Wakefield’s data was found to be skewed and manipulated. The children studied didn’t necessarily have autism nor did they develop problems after the vaccine was given. He selected and recruited cases. He didn’t report symptoms correctly He changed diagnoses.

After seven years of ongoing study and court cases, judges allowed Deer and a medical panel to review the medical charts of children cited in Wakefield’s study. Public hearings were held for 217 days. The verdict. Autism? No. Within 12 days of receiving the vaccine? No.

Wakefield has been found guilty of three dozen charges of fraud, four of dishonesty, and twelve involving the abuse of developmentally disabled children.

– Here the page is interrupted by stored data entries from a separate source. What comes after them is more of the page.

PR #5530, opened 2026-05-01
Re-enable the AppLock UI tests on iPhone only.

pixlwave:
These were disabled in #5502 but as I understand it, it was only iPad that had an issue, so let's keep running them on iPhone.

Test run here: https://github.com/element-hq/element-x-ios/actions/runs/25217436220


stefanceriu (approved):
Alrighty then 👍

PR #1108, opened 2019-07-16
streak cam bug fix: handle WL_LIST if numpy.array

Sabrina85:


src/odemis/acq/stream/_static.py
```diff
@@ -564,7 +564,8 @@ def __init__(self, name, image, *args, **kwargs):
 
         # This is for "average spectrum" projection
         # cached list of wavelength for each pixel pos
-        self._wl_px_values, unit_bw = spectrum.get_spectrum_range(image)
+        wl, unit_bw = spectrum.get_spectrum_range(image)
+        self._wl_px_values = numpy.array(wl) if not isinstance(wl, numpy.ndarray) else wl
```
pieleric: I finally found the "right" command to force an object to be a ndarray without copying it if it's already an ndarray:
`self._wl_px_values = numpy.array(wl, copy=False)  # Force it to be a numpy array`

Sabrina85: nice!

Sabrina85:
Force updated commit

PR #1111, opened 2019-07-17
python3-migration spectrapro driver

philipwinklerdelmic:


src/odemis/driver/spectrapro.py
```diff
@@ -339,8 +340,8 @@ def _sendQuery(self, com, timeout=1):
 
         assert(1 < len(com) <= 100) # commands cannot be long
         com += "\r"
-
```
philipwinklerdelmic: It seems like we send and receive weird characters. Is 'latin1' going to work?

src/odemis/driver/spectrapro.py
```diff
@@ -353,26 +354,26 @@ def _sendQuery(self, com, timeout=1):
...
+               not (response.endswith(b" ok\r\n") or response.endswith(b"? \r\n"))):
             self._serial.timeout = max(0.1, timeend - time.time())
             char = self._serial.read()
             if not char: # timeout
                 break
             response += char
 
-        logging.debug("Received: %s", response.encode('string_escape'))
-        if response.endswith(" ok\r\n"):
-            return response[:-5]
```
philipwinklerdelmic: I changed the interface of the sendQuery function compared to the other drivers, here I return unicode. I think that I don't need any changes in the functions that call sendQuery if I do it like this. Do you think it's a good idea?

philipwinklerdelmic: Alternatively, we could decode in python3 and do nothing in python2, so we always return str. I think that might be even better.

src/odemis/driver/spectrapro.py
```diff
@@ -51,10 +51,11 @@ def hextof(s):
     if len(s) != 23:
         raise ValueError("Cannot convert %s to a float" % (s,))
 
-    d = b""
+    d = ""
     try:
         for c in s.split(","):
             d += chr(int(c, 16))
+        d = d.encode('latin1') if not isinstance(d, bytes) else d
         return struct.unpack("<d", d)[0]
```
pieleric: I think you can write:
```
d = bytearray(int(c, 16) for c in s.split(","))
return struct.unpack("<d", d)[0]
```
(in the try/catch)

src/odemis/driver/spectrapro.py
pieleric: I'm fine with the simple `decode("latin1")`.
Eventually, we will only run on Python 3, so the more the code looks like the final code, the better.

src/odemis/driver/spectrapro.py
```diff
@@ -381,7 +382,7 @@ def _sendQuery(self, com, timeout=1):
                     raise IOError("Device keeps sending data")
                 response += garbage
                 raise SPError("Sent '%s' and received error: '%s'" %
-                              (com.encode('string_escape'), response.encode('string_escape')))
+                              (com, response.decode('latin1', 'backslashreplace')))
```
pieleric: You should also escape  `com`, which is bytes.

philipwinklerdelmic:
done

PR #1115, opened 2019-07-18
Newport ESP301 identifier fix

amuskens:
Not tested yet.

Checks the identifier of the Newport to determine if it is the right device.

### DIFF
--- a/src/odemis/driver/npmc.py
+++ b/src/odemis/driver/npmc.py
@@ -294,6 +294,9 @@ class ESP(model.Actuator):
 
                 try:
                     ve = self.GetVersion()
+                    if not re.match(r"ESP301 Version \d\.\d\.\d (1[0-2]|[1-9])\/(3[01]|[12][0-9]|[1-9])\/(99|[0-9]?[0-9])", ve):
+                        raise IOError("Device at %s is not an ESP301 controller" % ports)
+
                 except ESPError as e:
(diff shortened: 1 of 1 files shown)


src/odemis/driver/npmc.py
```diff
@@ -294,6 +294,9 @@ def _findDevice(self, ports, baudrate=19200):
 
                 try:
                     ve = self.GetVersion()
+                    if not re.match(r"ESP301 Version \d\.\d\.\d (1[0-2]|[1-9])\/(3[01]|[12][0-9]|[1-9])\/(99|[0-9]?[0-9])", ve):
```
pieleric: Let's be a little bit more relaxed on the match. I'd say that if `ve.upper()` contains ESP301, it's fine.

src/odemis/driver/npmc.py
```diff
@@ -294,6 +294,9 @@ def _findDevice(self, ports, baudrate=19200):
...
+                        raise IOError("Device at %s is not an ESP301 controller" % ports)
```
pieleric: ports -> n.
Please also include the content of `ve` inside the error message.

src/odemis/driver/npmc.py
amuskens: Haha... I got a bit carried away with the Regex I think.

PR #1116, opened 2019-07-18
driver zeiss: be more picky in connecting to the device

pieleric:


pieleric:
This is inspired by PR #1115.

PR #1117, opened 2019-07-18
Bug hamamatsu driver: list can not be encoded with string_escape

Sabrina85:


Sabrina85:
It's updated. I put `tuple of str`, as it is not always 3.

PR #1118, opened 2019-07-18
Bug fix streakcam: bug in MD_TIME_RANGE_TO_DELAY handling

Sabrina85:


src/odemis/driver/test/hamamatsurx_test.py
```diff
@@ -325,12 +325,12 @@ def test_MCPGain(self):
...
         """Test time range VA for sweeping of streak unit."""
-        for timeRange in self.streakunit.timeRange.choices:
+        for timeRange in self.streakunit.timeRange.choices:  # values different from yaml due to floating point issues
             # change timeRange VA to value in range
-            self.streakunit.timeRange.value = util.find_closest(timeRange, self.streakunit.timeRange.choices)
+            self.streakunit.timeRange.value = timeRange
             self.assertAlmostEqual(self.streakunit.timeRange.value, timeRange)
 
-            tr2d = self.delaybox._metadata.get(model.MD_TIME_RANGE_TO_DELAY)
+            tr2d = self.delaybox._metadata.get(model.MD_TIME_RANGE_TO_DELAY)  # TODO MD not updated when HW VA changes?
```
pieleric: Yes, that's expected. It's up to the "client" to update the calibration.

src/odemis/gui/cont/settings.py
```diff
@@ -838,7 +838,24 @@ def _onUpdateTriggerDelayMD(self, evt):
...
+            trigger2delay_MD[key] = requested_triggerDelay
+        else:
+            trigger2delay_MD[cur_timeRange] = requested_triggerDelay
+            logging.warning("A new time range %s was added to the MD, which is not consistent with the timeRanges"
+                            " specified in the yaml file.", cur_timeRange)
+
+        # check the number of keys in the dict is same as choices for VA
+        if len(trigger2delay_MD.keys()) != len(self.streak_unit.timeRange.choices):
+            logging.warning("The number of %s time ranges in the trigger delay MD does not match with the number of %s "
+                            "choices specified in the yaml file.",
```
pieleric: In general, I'd suggest to avoid talking of "the yaml file" in the GUI. Firstly, it's not very precise (as YAML is a just file format), so "microscope file" would be more adapted. More theoretically, I think it's better to keep it generic, and not have expection from the GUI on how the back-end is started.
Anyway, here I think here the time ranges are from the `timeRange.choices`, so you could write something like:
`"MD_TIME_RANGE_TO_DELAY has %d entries, while the device .timeRange has %d choices."`

(also update the message just before).

src/odemis/driver/test/hamamatsurx_test.py
Sabrina85: yes, forgot to remove this comment after we discussed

His medical license was revoked in 2010 and the medical journals he was originally published in – Lancet and the British Medical Journal – have called his research findings an “elaborate fraud.” Did they think he may have made a mistake in his research? Might he merely be incompetent? “No,” they said. He intended to mislead.

I heard Deer at the Ryerson School of Journalism today. Speaking to budding journalists, he emphasized the role newspapers played in the scandal by courting an audience through fear and pity. Front page photographs of teary-eyed mothers holding their disabled children sell newspapers. Courting fears about vaccines sell newspapers, too. So much so, an epidemic of mumps erupted in England in 2008 based on the reduced numbers of children being vaccinated.

But most importantly, Deer cited the shabby and oftentimes complete lack of homework from journalists covering the story.

In 2004, ten of the thirteen doctors who originally reviewed Wakefield’s studies withdrew their claims that the study was valid. Instead of looking closely at their evidence or how their original review of Wakefield’s data had been faulty, the headlines were asking “Is Wakefield being grievously smeared and abused?" Was there a conspiracy to debunk him? Was he a victim of Big Pharma or other dark forces? Was he David to their Goliath?

Deer is sympathetic to the strong (and large) lobby of parents who have children with autism who see Wakefield as a brave hero who dared to stand up and take on the medical establishment, only, in the end, to be crushed by them.

No amount of scientific data or ‘expert opinion’ is going to change minds about Wakefield or connection between the vaccine and autism. People cling to their conspiracy theories, and it’s understandable. Governments perpetrate conspiracies. Corporations, including Big Pharma have themselves created false data. Experts lie.

That’s why we need good, old-fashioned slogging journalists like Brian Deer. But in the day and age of newspapers with reduced budgets, they can’t afford to pay people like Brian to do the tedious and prolonged investigations required to get to the bottom of stories like this. And not everyone knows how to ask the right questions.

Deer worries about this, too, and believes the internet may feed into the problem. “This story reminded me of the HIV doesn’t cause AIDS campaign.  The internet can be a superb “crank magnet” and source of misinformation. It can bring people together who are nasty, not well-meaning or have axes to grind. It becomes a vortex of dissent and confusion.” Fears can be kept alive in this new environment, he says, because people pass themselves off as experts. “In previous decades, people could be abusive in their own communities. Now they can go online and fan flames internationally. They draw people together and galvanize them in a cause.”

We mustn’t underestimate the need for solid, fact-finding journalism, especially in stories that make us feel pity and fear. If we don’t demand it, lazy or sensation-seeking journalists are just adding to the pool of people, like Wakefield, who know how easy it is to manipulate us with stories about good and evil.

The world is so much less complex when we know who’s good and who’s bad. That’s why we need more people like Brian Deer when the two are hard to tell apart.